Título: Que venha a chuva
Autor: Tereza Cruvinel
Fonte: O Globo, 22/05/2005, O Globo, p. 2

Impedir CPIs é um recurso legítimo embora de alto custo, desgastante e malvisto. Mas não há também comprovação de que toda CPI é letal para o Executivo. Para o governo Lula, com tantos danos já acumulados na área política, enfrentar a CPI pode ser uma opção de risco, mas dela pode vir a chance de mudar o curso da narrativa. Para a sociedade, seria uma daquelas chuvas que lavam a paisagem empoeirada de Brasília ao fim da seca.

É grande o risco de fracasso da operação montada para, até quarta-feira, convencer quase 50 deputados (preocupados com a renovação de seus mandatos ou magoados com o governo) a retirar suas assinaturas. Deputados se arrependem com facilidade diante de compensações, como se viu tantas vezes no governo passado, depois de terem dado número para CPIs que nunca sairam. Mas nunca foi necessário obter em tão pouco tempo o arrependimento de tantos aliados. Sobrevindo o fracasso, o governo enfrentará a CPI na defensiva, tendo perdido a chance de aceitá-la com desassombro na primeira hora.

O presidente Lula, que embarca hoje para o Japão, tenta não demonstrar obsessão para evitá-la. E não apenas porque disse aquela frase na sexta-feira: ¿Olhem para a minha cara e vejam se estou preocupado¿. Em algumas conversas, andou dizendo coisa parecida: sabe que haverá prejuízos para o governo, perda de tempo e energia no Congresso e uso político da CPI. Mas não acha que será o fim do mundo. Não tem o menor receio, teria dito segundo um dos relatos, de que o fio dos Correios leve a algum rio de lama em seu governo. Pelo contrário, andou dizendo, citando as operações da Polícia Federal e da CGU que lhe dão um grande saldo positivo no combate à corrupção.

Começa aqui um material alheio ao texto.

PR #5442, opened 2020-01-25
Extended `minimum_intensity` to classical/disaggregation calculators

micheles:
This actually closes https://github.com/gem/oq-engine/issues/5434.

If the user sets in the job.ini something like `minimum_intensity=0.01` a magnitude-dependent maximum distance is automatically computed for the given `minimum_intensity` and used instead of the normal `maximum_distance`, which is used only if  `minimum_intensity` is missing, which means `minimum_intensity=0`.

In short: by reducing the precision requirement on the low intensity part of the hazard curves one can get an order of magnitude speedup or so. It should be noticed that the low intensity part of the hazard curves is imprecise anyway, since it is sensitive to very far away ruptures which contribution is subject to significant errors (for instance at a distance of 1000 km the tectonic region type has probably changed so you cannot trust the GMPE anyway).

Here are the figures for some calculations on cluster2 for 1 site in Canada:
```
calc_id min_int max_dist time   eff_ruptures
======= ======= ======== ====== ============
34437   0.00    600-600  728_272 40_110_297
34443   0.02    134-600  545_567 30_027_995
34444   0.05     56-600  399_214 21_862_258
34445   0.10     35-516  278_938 15_071_724
```
There is nearly a 3x speedup for minimum_intensity=0.1g, but then of course you canno trust the values of the curve below 0.1g.
canada1


micheles:
I am merging this since the change is safe i.e. by default minimum_intensity is not set and is ignored, nothing changes.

Apesar disso, a caça aos aliados que assinaram está em curso, em mais um sinal de que a área política não tem dono. Ou Lula autorizou ou deixou que fosse implementada mesmo pensando o contrário. Mas ainda que ele tenha apenas tentado se descolar do eventual fracasso da operação, há no PT quem pense que enfrentar a CPI será menos danoso e traz até uma oportunidade de corrigir o rumo. É o caso do governador do Acre, Jorge Viana, que diz:

¿ A primeira coisa que precisamos admitir com franqueza é que estamos enfrentando um momento de adversidade na relação com os aliados. Não adianta tapar o sol com a peneira. E precisamos explicar que isso ocorre porque este, como qualquer governo, terá que governar o Brasil em regime de aliança. Se erramos ao geri-la, há tempo de corrigir isso e restaurar a maioria. Quanto à CPI, enfrentá-la será inclusive uma oportunidade para devolver a este instrumento de investigação parlamentar sua verdadeira natureza. Nos últimos tempos, as CPIs se transformaram em tanques na luta política. E quando falo isso, refiro-me até ao PT no passado. É tempo de parar com esta mística da CPI como bomba atômica.

Mas, por diversas outras razões, a CPI teria o bom efeito da chuva. O maior dos riscos, a contaminação da economia, só será real se a CPI encontrar fatos graves o suficiente para criar incertezas sobre o destino do governo. Nem a oposição acredita nisso. O líder da minoria, José Carlos Aleluia, tem dito que ninguém ganhará com o uso político da CPI, que serão escolhidos nomes experientes e equilibrados para compô-la. A sociedade também já tem maturidade suficiente para identificar e recusar crises artificiais. Ao uso político toda CPI se presta, mas os governos se perdem quando ficam em minoria dentro delas, sujeito ao canhoneiro adversário. Como ficou Collor.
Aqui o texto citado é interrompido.